Time Complexity: O(n log n), due to iterating through the array and performing BIT operations. Space Complexity: O(n), to store the BITs.

Code (Python):

class BinaryIndexedTree:
    def __init__(self, n):
        self.n = n
        self.bit = [0] * (n + 1)
 
    def update(self, i, val):
        i += 1  # Adjust for 1-based indexing
        while i <= self.n:
            self.bit[i] += val
            i += i & -i
 
    def query(self, i):
        i += 1  # Adjust for 1-based indexing
        res = 0
        while i > 0:
            res += self.bit[i]
            i -= i & -i
        return res
 
 
class Solution:
    def numTeams(self, rating):
        n = len(rating)
        bit_smaller = BinaryIndexedTree(n)
        bit_larger = BinaryIndexedTree(n)
        ans = 0
        for i in range(n):
            smaller_left = bit_smaller.query(rating[i] -1)
            larger_right = bit_larger.query(n-1) - bit_larger.query(rating[i])
            ans += smaller_left* larger_right
            bit_smaller.update(rating[i],1)
            bit_larger.update(rating[i],1)
        return ans

Again, adaptations for other languages would be straightforward.

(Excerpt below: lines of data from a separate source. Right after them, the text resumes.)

PR #2659, opened 2020-05-06
bugfix: fix mysql insert use select last insert id is undo_log id value

jsbxyyx:
mysql business insert use select last insert id is undo_log id's value.

fixes: #2655

### DIFF
--- a/script/client/at/db/mysql.sql
+++ b/script/client/at/db/mysql.sql
@@ -8,7 +8,7 @@ CREATE TABLE IF NOT EXISTS `undo_log`
     `log_status`    INT(11)      NOT NULL COMMENT '0:normal status,1:defense status',
     `log_created`   DATETIME(6)  NOT NULL COMMENT 'create datetime',
     `log_modified`  DATETIME(6)  NOT NULL COMMENT 'modify datetime',
-    PRIMARY KEY (`xid`, `branch_id`)
+    UNIQUE KEY `ux_undo_log` (`xid`, `branch_id`)
 ) ENGINE = InnoDB
   AUTO_INCREMENT = 1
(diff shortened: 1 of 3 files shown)


a364176773:
is mysql the only one that need to handle ?

jsbxyyx:
@a364176773 oracle, postgresql use sequence.

script/client/at/db/mysql.sql
```diff
@@ -1,16 +1,14 @@
...
     `branch_id`     BIGINT(20)   NOT NULL COMMENT 'branch transaction id',
     `xid`           VARCHAR(100) NOT NULL COMMENT 'global transaction id',
     `context`       VARCHAR(128) NOT NULL COMMENT 'undo_log context,such as serialization',
     `rollback_info` LONGBLOB     NOT NULL COMMENT 'rollback info',
     `log_status`    INT(11)      NOT NULL COMMENT '0:normal status,1:defense status',
-    `log_created`   DATETIME     NOT NULL COMMENT 'create datetime',
-    `log_modified`  DATETIME     NOT NULL COMMENT 'modify datetime',
-    PRIMARY KEY (`id`),
-    UNIQUE KEY `ux_undo_log` (`xid`, `branch_id`)
+    `log_created`   DATETIME(6)  NOT NULL COMMENT 'create datetime',
```
slievrly, line 9: Where is used the precision of time compared?

jsbxyyx: the log_created and log_modified field precision not use in current version. I think the datetime necessary precision to millisecond above.

slievrly: If that code needs to be changed to the same precision, now(6)

jsbxyyx: OK

PR #2660, opened 2020-05-06
optimize: modify IdWorker position to make it reasonable

a364176773:
modify IdWorker position to make it reasonable


a364176773:
@xingfudeshi @zjinlei PTAL

PR #2675, opened 2020-05-09
feature: freely choose context core.

objcoding:
1. freely choose context core;
2. add TransmittableThreadLocal context core.


a364176773:
i think there is a problem with the introduction of ttl. Even the child thread is involved in the global transaction.At this time, the parent thread has submitted the global transaction, and the child thread will commit again, which will trigger the previous problem. Asynchronous, the initiator of the global transaction can't perceive it. Unless they all use callable and get the result of the child thread to commit or roll back the transaction.

maybe asynchronous global transactions can come in handy

funky-eyes:

PR #2676, opened 2020-05-11
feature : support least active load balance

ph3636:

support LeastActiveLoadBalance


common/src/main/java/io/seata/common/rpc/RpcStatus.java
```diff
@@ -0,0 +1,93 @@
...
+    public static void removeStatus(String service) {
+        SERVICE_STATUS_MAP.remove(service);
+    }
+
+    /**
+     * begin count
+     *
+     * @param service the service
+     */
+    public static void beginCount(String service) {
```
l81893521, line 61: Never used except the test case, is the active always equals 1 for each address ?

discovery/seata-discovery-core/src/main/java/io/seata/discovery/loadbalance/LeastActiveLoadBalance.java
```diff
@@ -0,0 +1,53 @@
...
+package io.seata.discovery.loadbalance;
+
+import java.util.List;
+import java.util.concurrent.ThreadLocalRandom;
+
+import io.seata.common.loader.LoadLevel;
+import io.seata.common.rpc.RpcStatus;
+
+/**
+ * The type Random load balance.
```
l81893521, line 25: Please change the note.

common/src/main/java/io/seata/common/rpc/RpcStatus.java
ph3636: This PR is incomplete. Please refer to the details

core/src/main/java/io/seata/core/rpc/netty/AbstractNettyRemoting.java
```diff
@@ -209,6 +219,9 @@ protected void sendAsync(Channel channel, RpcMessage rpcMessage) {
             LOGGER.debug("write message:" + rpcMessage.getBody() + ", channel:" + channel + ",active?"
                 + channel.isActive() + ",writable?" + channel.isWritable() + ",isopen?" + channel.isOpen());
         }
+
+        doBeforeRpcHooks(ChannelUtil.getAddressFromChannel(channel), rpcMessage);
```
slievrly, line 223: Where is the corresponding `doAfterRpcHooks ` ?

ph3636: There is no way to locate the result of the asynchronous message, so it is not added. Of course, only the send is added. It is the same for each address and does not affect the result.

PR #2680, opened 2020-05-12
optimize : Change GlobalTransactionalInterceptor to singleton

ph3636:


spring/src/main/java/io/seata/spring/annotation/GlobalTransactionScanner.java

Solution 3: Recursion with Memoization (Less Efficient)

A recursive approach with memoization is possible, but it is generally less efficient than the previous methods for this problem. The recursion explores all possible combinations of three soldiers, but memoization reduces redundant calculations.

Time Complexity: While memoization improves it, the complexity remains high, potentially approaching O(n^3) in the worst case. Space Complexity: O(n^2), to store the memoization table.

Because this approach is significantly less efficient than the previous two for this problem, detailed code is omitted for brevity. The recursive function would explore all subsequences of length 3, checking for increasing or decreasing order. Memoization would store results for subproblems to avoid recalculation.

In summary: The most efficient solution for this problem is using Binary Indexed Trees (Solution 2). Solution 1 (enumeration) is simpler but less efficient for larger input sizes. Solution 3 (recursion with memoization) is generally less efficient for this specific problem. The choice of method depends on the priorities of code readability and performance.